Task objective:
In the listing below, find each line with the string "relevant" and return it.

Provided data:
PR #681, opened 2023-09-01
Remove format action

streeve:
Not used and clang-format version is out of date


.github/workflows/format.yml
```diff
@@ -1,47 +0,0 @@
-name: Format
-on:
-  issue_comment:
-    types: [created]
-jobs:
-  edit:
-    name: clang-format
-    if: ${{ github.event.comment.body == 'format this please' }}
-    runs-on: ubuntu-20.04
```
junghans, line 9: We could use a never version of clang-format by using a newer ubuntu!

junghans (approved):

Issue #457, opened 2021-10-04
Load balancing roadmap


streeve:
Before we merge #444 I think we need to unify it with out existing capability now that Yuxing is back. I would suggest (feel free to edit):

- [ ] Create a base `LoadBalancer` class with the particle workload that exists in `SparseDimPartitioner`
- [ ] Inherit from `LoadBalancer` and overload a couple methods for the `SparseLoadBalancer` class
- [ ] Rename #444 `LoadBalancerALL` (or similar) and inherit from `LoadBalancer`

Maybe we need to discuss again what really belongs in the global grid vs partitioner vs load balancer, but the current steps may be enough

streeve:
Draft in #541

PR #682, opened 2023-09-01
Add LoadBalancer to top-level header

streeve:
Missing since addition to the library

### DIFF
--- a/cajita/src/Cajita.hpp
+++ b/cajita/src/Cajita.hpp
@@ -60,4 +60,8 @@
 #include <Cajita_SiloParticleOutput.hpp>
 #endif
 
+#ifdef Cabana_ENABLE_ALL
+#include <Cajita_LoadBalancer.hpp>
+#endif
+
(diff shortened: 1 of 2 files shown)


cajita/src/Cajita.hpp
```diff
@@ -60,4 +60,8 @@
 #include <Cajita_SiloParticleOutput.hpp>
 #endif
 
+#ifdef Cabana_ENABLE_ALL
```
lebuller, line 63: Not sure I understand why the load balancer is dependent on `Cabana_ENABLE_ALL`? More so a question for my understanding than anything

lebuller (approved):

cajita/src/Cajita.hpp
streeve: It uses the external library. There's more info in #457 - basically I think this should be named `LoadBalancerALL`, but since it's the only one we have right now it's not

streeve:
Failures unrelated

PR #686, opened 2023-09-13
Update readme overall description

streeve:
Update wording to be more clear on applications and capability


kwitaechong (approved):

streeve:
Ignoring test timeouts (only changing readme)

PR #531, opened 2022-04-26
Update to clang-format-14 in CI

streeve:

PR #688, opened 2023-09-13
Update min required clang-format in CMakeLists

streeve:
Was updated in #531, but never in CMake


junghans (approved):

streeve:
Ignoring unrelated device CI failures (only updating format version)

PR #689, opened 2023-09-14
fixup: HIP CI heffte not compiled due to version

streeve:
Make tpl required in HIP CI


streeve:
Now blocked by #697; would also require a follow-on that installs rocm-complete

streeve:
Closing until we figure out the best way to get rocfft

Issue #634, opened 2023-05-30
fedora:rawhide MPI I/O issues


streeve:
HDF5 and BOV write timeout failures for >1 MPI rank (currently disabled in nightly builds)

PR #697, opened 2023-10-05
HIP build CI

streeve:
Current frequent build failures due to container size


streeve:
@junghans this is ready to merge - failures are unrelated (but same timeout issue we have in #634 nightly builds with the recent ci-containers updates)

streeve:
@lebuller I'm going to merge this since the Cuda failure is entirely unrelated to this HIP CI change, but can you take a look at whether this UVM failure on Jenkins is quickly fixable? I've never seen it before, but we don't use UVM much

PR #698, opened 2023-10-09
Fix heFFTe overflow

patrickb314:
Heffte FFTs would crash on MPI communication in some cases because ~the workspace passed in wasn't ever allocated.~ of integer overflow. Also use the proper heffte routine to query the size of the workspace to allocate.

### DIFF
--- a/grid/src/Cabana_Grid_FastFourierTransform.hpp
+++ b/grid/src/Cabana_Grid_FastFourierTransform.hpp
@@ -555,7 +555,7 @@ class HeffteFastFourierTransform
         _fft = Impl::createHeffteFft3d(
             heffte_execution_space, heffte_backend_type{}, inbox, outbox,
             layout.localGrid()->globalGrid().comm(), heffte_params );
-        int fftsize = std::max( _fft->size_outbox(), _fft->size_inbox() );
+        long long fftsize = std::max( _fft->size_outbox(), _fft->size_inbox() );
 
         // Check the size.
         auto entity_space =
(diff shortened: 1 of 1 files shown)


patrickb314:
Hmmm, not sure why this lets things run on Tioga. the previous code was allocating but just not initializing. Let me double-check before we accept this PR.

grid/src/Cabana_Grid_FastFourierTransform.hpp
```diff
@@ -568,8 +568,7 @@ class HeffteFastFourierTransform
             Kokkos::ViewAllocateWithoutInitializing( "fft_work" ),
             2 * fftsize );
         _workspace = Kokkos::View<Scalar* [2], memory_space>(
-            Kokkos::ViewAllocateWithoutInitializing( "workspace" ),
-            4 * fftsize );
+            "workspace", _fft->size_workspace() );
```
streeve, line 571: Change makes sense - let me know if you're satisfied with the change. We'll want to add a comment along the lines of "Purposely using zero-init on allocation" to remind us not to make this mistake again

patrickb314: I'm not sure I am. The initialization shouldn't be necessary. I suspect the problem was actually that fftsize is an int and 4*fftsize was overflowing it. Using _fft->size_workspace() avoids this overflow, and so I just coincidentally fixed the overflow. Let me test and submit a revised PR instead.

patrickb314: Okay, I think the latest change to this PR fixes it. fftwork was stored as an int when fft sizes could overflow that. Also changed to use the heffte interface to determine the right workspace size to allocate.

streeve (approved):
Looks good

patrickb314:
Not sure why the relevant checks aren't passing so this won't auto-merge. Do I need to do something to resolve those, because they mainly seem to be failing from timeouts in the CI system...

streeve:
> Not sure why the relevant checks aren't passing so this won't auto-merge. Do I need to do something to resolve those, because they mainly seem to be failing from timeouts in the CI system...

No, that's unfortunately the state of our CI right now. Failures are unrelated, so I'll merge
---
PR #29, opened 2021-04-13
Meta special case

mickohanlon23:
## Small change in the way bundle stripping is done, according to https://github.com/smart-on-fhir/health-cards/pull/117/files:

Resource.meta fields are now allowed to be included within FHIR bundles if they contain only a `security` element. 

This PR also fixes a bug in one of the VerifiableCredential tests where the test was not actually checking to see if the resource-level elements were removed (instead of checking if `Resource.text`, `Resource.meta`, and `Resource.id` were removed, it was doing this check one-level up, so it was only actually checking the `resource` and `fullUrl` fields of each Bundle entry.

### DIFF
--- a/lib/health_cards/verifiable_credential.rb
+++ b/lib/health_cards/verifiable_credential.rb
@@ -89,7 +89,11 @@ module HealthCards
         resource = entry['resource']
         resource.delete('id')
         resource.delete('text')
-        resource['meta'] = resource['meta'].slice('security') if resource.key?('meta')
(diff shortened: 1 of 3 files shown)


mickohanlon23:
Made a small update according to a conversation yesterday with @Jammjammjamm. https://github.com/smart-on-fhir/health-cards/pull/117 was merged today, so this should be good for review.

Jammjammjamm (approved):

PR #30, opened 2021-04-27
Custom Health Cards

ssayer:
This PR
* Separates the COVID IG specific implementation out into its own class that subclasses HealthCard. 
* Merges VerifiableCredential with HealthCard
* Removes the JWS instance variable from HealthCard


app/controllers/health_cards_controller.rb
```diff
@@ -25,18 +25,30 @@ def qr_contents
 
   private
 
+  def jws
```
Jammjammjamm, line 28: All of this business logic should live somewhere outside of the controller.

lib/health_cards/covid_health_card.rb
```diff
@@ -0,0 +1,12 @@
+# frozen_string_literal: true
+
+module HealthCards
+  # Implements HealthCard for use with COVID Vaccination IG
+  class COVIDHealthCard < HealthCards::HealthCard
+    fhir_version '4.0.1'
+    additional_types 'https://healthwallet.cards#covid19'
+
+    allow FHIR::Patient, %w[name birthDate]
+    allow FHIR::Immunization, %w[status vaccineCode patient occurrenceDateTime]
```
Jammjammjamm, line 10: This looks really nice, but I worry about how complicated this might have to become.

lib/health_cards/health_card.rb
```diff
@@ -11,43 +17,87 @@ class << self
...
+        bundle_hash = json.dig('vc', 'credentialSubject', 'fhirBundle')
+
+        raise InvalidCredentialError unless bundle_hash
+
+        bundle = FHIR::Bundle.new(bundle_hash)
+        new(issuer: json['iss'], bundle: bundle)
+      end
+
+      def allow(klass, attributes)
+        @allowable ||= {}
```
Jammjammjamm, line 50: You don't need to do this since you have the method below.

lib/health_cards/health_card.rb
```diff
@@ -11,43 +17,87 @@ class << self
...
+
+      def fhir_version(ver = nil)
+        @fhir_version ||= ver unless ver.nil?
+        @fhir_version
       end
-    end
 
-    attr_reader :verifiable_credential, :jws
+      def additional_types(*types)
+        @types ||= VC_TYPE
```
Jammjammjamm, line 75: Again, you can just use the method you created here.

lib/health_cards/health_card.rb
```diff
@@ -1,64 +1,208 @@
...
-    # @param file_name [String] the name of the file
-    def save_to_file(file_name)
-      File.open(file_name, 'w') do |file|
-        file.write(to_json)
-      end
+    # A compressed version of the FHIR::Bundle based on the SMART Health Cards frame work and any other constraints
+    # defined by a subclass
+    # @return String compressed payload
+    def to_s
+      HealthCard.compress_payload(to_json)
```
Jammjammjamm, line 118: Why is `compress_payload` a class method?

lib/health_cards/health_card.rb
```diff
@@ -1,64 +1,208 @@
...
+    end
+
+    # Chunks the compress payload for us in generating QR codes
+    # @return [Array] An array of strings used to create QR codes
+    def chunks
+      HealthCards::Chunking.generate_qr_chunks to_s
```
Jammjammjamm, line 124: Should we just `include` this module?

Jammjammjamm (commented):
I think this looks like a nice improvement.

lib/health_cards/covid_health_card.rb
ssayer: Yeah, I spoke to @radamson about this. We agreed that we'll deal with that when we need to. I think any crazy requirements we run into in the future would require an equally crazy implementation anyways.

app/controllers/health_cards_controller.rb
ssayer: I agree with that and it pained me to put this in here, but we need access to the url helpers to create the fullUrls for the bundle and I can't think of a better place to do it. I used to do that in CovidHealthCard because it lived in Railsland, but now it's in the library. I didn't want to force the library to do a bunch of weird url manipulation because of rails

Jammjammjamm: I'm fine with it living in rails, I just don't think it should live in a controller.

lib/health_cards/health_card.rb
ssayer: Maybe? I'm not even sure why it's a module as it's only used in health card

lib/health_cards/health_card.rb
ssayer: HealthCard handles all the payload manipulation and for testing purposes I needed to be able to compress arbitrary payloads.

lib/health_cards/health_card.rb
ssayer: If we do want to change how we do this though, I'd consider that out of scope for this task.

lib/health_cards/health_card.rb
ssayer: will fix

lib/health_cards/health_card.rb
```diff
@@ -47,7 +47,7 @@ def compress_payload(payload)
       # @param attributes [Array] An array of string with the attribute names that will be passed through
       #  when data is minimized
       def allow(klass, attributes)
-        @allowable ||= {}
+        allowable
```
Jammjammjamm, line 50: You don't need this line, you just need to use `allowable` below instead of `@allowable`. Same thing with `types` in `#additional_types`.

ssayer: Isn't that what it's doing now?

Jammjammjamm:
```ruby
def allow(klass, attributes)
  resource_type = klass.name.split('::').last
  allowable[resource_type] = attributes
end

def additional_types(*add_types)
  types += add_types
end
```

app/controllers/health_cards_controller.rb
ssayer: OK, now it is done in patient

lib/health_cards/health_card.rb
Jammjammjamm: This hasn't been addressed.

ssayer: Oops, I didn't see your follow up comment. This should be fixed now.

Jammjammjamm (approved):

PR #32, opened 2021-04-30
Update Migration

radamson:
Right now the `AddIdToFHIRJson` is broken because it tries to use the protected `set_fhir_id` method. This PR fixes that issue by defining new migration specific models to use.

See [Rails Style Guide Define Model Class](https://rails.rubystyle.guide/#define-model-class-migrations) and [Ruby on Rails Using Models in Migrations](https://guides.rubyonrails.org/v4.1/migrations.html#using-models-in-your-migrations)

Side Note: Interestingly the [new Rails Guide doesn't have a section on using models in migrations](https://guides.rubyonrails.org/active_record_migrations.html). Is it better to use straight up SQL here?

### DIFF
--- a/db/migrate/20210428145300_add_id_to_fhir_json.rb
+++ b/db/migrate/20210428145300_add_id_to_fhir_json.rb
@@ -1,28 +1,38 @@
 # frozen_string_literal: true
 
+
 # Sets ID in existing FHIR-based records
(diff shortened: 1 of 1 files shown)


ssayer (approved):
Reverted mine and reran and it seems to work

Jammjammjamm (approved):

Written answer:
Not sure why the relevant checks aren't passing so this won't auto-merge. Do I need to do something to resolve those, because they mainly seem to be failing from timeouts in the CI system...
> Not sure why the relevant checks aren't passing so this won't auto-merge. Do I need to do something to resolve those, because they mainly seem to be failing from timeouts in the CI system...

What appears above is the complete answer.